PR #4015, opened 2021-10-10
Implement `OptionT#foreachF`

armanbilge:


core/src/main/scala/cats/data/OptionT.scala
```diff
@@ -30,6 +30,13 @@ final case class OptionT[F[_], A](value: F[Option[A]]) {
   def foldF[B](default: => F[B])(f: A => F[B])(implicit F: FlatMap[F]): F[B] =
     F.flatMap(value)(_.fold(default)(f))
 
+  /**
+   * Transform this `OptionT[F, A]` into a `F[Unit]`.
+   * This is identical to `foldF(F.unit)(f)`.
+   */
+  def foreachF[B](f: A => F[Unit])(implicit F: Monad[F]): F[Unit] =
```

++++++++++++++++++++

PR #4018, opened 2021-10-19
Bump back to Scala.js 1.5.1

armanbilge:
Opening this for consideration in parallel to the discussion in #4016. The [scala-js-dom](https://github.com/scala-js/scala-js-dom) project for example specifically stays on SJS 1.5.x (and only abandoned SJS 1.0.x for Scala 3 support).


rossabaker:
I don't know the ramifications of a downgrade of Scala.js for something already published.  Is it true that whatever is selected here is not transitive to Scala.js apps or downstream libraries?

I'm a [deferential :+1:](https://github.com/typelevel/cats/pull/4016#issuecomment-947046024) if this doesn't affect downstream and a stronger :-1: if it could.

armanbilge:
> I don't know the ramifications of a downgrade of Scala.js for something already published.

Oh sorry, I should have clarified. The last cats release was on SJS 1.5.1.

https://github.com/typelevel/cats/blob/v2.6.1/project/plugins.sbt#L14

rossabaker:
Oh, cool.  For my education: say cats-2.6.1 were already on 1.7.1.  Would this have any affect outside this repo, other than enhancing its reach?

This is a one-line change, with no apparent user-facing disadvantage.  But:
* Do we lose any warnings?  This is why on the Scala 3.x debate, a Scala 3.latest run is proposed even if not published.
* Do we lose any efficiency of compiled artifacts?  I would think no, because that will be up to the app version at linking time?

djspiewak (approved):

++++++++++++++++++++

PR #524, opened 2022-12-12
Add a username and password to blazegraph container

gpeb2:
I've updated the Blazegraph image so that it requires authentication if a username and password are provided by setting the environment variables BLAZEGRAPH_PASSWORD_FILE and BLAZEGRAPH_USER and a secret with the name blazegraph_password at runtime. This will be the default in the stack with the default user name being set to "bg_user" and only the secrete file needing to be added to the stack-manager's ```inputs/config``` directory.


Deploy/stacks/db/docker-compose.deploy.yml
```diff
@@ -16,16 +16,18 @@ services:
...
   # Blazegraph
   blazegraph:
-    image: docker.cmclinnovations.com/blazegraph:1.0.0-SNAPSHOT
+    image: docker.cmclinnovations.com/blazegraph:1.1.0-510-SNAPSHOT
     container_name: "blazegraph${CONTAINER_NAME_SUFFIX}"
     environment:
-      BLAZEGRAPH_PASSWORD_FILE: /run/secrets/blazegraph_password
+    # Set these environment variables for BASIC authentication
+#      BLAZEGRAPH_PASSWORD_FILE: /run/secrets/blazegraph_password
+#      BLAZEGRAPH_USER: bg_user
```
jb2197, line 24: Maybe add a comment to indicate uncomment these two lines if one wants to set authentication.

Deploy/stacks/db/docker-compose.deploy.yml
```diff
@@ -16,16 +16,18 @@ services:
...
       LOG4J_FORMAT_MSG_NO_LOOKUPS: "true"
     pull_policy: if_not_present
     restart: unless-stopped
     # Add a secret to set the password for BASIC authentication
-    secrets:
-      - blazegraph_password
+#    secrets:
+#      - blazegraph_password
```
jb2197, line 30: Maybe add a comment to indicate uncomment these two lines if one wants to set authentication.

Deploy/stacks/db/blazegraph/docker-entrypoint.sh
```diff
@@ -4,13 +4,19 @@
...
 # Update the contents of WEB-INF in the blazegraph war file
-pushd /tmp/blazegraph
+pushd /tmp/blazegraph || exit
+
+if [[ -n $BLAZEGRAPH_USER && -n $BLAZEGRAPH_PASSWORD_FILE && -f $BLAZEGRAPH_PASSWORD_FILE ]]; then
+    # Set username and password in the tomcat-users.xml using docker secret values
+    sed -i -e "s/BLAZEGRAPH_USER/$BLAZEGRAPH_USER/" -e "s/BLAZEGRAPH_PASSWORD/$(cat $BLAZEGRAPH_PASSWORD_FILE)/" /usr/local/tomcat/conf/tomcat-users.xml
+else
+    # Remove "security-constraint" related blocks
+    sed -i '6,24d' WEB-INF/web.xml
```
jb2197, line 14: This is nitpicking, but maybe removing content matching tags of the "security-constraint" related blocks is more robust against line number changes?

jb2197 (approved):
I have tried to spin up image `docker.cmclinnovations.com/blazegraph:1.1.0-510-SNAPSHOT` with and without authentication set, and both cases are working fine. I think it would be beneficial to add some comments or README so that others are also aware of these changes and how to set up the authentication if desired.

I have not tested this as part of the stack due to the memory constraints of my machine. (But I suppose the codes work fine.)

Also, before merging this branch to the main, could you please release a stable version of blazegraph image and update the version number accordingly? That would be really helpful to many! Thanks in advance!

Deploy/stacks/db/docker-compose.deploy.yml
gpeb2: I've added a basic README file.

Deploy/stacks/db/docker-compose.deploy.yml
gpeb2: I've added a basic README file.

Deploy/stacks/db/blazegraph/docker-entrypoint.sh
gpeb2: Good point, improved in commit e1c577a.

++++++++++++++++++++

◆ TASK TO COMPLETE
In these records, tally the lines that contain the string "lose", and give only the result.

◆ PROBLEM SOLUTION
2